Reported to the security team, approved as a public hardening issue.
from Rafael Alencar
to security@drupal.org
date Fri, Aug 26, 2011 at 10:50 PM
subject [security] Drupal DoS - default search module
Hello,
I am sending an exploit (Python script) that causes a Denial of Service in Drupal sites with the default search module enabled.
It works performing parallel connections to the target site, making searches with many random words separated by the OR operator.
The database raises a "Too many connections" error, and the site stops responding.
This is actually in the node module search code, I believe, so I am filling the issue against that module.
For Drupal core, we discussed a partial mitigation by limiting the maximum number of OR clauses that is supported.
Comment | File | Size | Author |
---|---|---|---|
#48 | 1265946-search-dos_0.patch | 3.56 KB | tstoeckler |
#38 | 1265946-search-dos_0-tests-only.patch | 1.09 KB | tstoeckler |
#38 | 1265946-search-dos_0.patch | 3.6 KB | tstoeckler |
#36 | 1265946-search-dos_0-tests-only.patch | 1.08 KB | tstoeckler |
#36 | 1265946-search-dos_0.patch | 3.58 KB | tstoeckler |
Comments
Comment #1
dawehnerThere is a patch against search module.
Manually testing the feature works fine, but sadly the simpeltest doesn't work currently.

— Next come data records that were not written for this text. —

PR #566, opened 2023-05-23
Adding the ability to inject CRD creation type overrides

slacki123:
Adding the ability to inject CRD creation type overrides into the container that will allow user defined CRD schema format

This gives the user a greater degree of control over the CRD schema generation.

Resolves https://github.com/buehler/dotnet-operator-sdk/issues/565


slacki123:
Thanks @buehler! Though I'm not sure I fully understand. Could you elaborate more on what the `ICrdBuilderTypeOverride` as a list of injectables should look like? 

Would this still involve the `ICrdBuilderTypeOverride` as well as `ICrdBuilderTypeOverrides` interfaces as per my MR?

buehler:
Hey @slacki123 
I was away for a week, sorry for the late response :-)

I like the code you made! I was just referring to the possibility of "multiple dependencies" that can be registered within the DI container. So, my idea would be:

```csharp
// Default added
services.AddSingleton<ICrdGeneratorTypeHandler, ListHandler>();
services.AddSingleton<ICrdGeneratorTypeHandler, ObjectHandler>();
services.AddSingleton<ICrdGeneratorTypeHandler, BoolHandler>();
// and so on.
```

They are registered by default, and if someone wants to remove them, the can just clear all the registrations and add the ones they want.

And the crd generator on the other hand can then:

```csharp
class CrdGen {
  public CrdGen(IList<ICrdGeneratorTypeHandler> handlers) {}

public gen() {
  foreach (var h in handlers.Where(h => h.HandlesType(T)){
...
}
}

}
```

What do you think about this variant?

slacki123:
@buehler Ah I see. Hope you had a good time away :)

So I see your suggestion is to directly inject the handlers into the CrdBuilder and run a foreach over them in the MapProperty. While it is already possible to inject default overrides, your suggestion is potentially simpler and cleaner, but this opens up some issues worth deciding on:

1. What if the handler match condition is satisfied more than once? When using a foreach, the operation on the object will be called multiple times, overwriting itself - do we care about duplicate condition match validation?

2. Do we want to allow users to target specific properties by full path, subpath or crd name? Is this violating YAGNI or do we want to give users that flexibility? If yes, then as per my PR, the user can define their own behaviour with the intermediate ICrdTypeOverrides implementation which takes the ICrdTypeOverride as an injectible list. But I'm open to refactoring, renaming it or removing it

If the answer is no to both, then I'm happy to simplify my PR and follow your approach. 

Also it looks like I should inject the default ResourceQuantity dictionary override either way to fix the current CRD generation bug.

Let me know your thoughts

buehler:
Hmm good thinking. The descriptions are required since they function as documentation for users of the system. However, I'd rather merge the simple version where you just add the Dictionary directly and then go on to revamp the system from there.

As you mentioned there are several pitfalls to steer around like what happens if multiple settings match.

I actually wanted to revamp the whole library once again to create several nuget packages out of the three or four that they are now. I could imagine to use a dotnet tool to generate the stuff and create a hardened Dockerfile and such ideas.

slacki123:
@buehler oops. Missed a full stop. Should be good now I hope

buehler:
Darn :-(

slacki123:
@buehler strange. Looks like the default k8s resource descriptions are stripped in the test when using KubernetesYaml.Serialize? Doesn't happen locally. Is there a setting I'm missing somewhere?

slacki123:
@buehler have you seen that error before?

```
Failed KubeOps.Templates.Test.Templates.EmptyCSharpTest.Should_Add_KubeOps_Reference [5 s]
  Error Message:
   Expected _executor.FileContains(@"PackageReference Include=""KubeOps""", "Template.csproj") to be true, but found False.
   ```
   
   Not sure how my change could have affected that. Locally it passes fine. Could it be transient or something changed?

buehler:
hmmm that is a good question. let me check

PR #578, opened 2023-07-16
Fix/backwards compatibilty

ewassef:
@buehler @virgilp 
for your consideration so we can maintain backwards compatibility while still hardening the framework


buehler:
Thank you @ewassef !

PR #596, opened 2023-08-29
fix/feat: Add options for 'generator installer', remove unused -o/-f options from 'generator' base command help, and change some wording 

ian-buse:
Made a few changes to the 'generator installer' command to make it easier to script with. The command now has `--image-name` and `--image-tag` options so users can specify these values when the kustomization YAML is generated, instead of manually editing the file after the fact. Some of the other options for this command were not utilizing the McMaster CLI default value feature, so those values have been added in-line to make it clearer to users what the defaults are if they do not provide them. I also reworded some of the options to be more unambiguous about what is expected to be in those folders.

BREAKING CHANGE:
Additionally, the abstract `GeneratorBase` class has been renamed to `ConfigBase`, and the `Generator` class no longer inherits from `ConfigBase`. This was due to the fact that the `--out` and `--format` options were shown under the `generator` command, but they didn't actually do anything for _that_ command. Instead, it seems those options are only actually used by the sub-commands themselves (`docker`, `crds`, `rbac`, etc) when the YAML/JSON is generated. 

If that shouldn't be a breaking change, some dummy options can be created and hidden under the `generator` command to prevent CLI parsing errors. However, this will result in unexpected behavior for new users if they accidentally place their -o/-f options on the wrong command (resulting in the contents being output to the console).

### DIFF
--- a/src/KubeOps/Operator/Commands/Generators/CrdGenerator.cs
+++ b/src/KubeOps/Operator/Commands/Generators/CrdGenerator.cs
@@ -7,7 +7,7 @@ using McMaster.Extensions.CommandLineUtils;
 namespace KubeOps.Operator.Commands.Generators;
 
 [Command("crd", "crds", Description = "Generates the needed CRD for kubernetes.")]
-internal class CrdGenerator : GeneratorBase
+internal class CrdGenerator : OutputBase
 {
     private readonly ICrdBuilder _crdBuilder;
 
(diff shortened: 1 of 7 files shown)


buehler:
Hey @ian-buse 
Thank you for the contribution!
Do you really think this is a break? If used correctly, the commands should work, even with this change right?

Because adding the flags to "generate" shouldn't do anything but printing the usage.

So, the correct usage would be as you suggest.

ian-buse:
Hi @buehler,

You’re welcome! Thanks for creating this SDK, it has really helped with development. 

You're right, if the commands are used how they're supposed to, these changes shouldn’t break for anyone.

Perhaps my local test system is broken, let's see what the bot says.
Comment #3
klausiwe need a description here. people may wonder what this setting is about. Maybe: "Maximum number of OR connected search terms to avoid denial of service attacks".
And: do we want positive integer validation on this input? Any invalid string will lead to zero allowed ORs which is bad I guess ...
spelling: "more than", not "more then". "connected" instead of "connect".
24 days to next Drupal core point release.
Comment #4
pwolanin CreditAttribution: pwolanin commentedI'm not sure this should even be a visible setting. Also, is 10 actually a reasonable number, or too high? Should the limit apply simply to the number of keywords, regardless of operator?
Comment #5
catchI don't think this should be a visible setting either, maybe an unexposed variable in case a site is really relying on complicated searches.
Maximum keywords seems like a good plan to me.
Comment #6
dawehnerAssign to myself, as i would like to work on it.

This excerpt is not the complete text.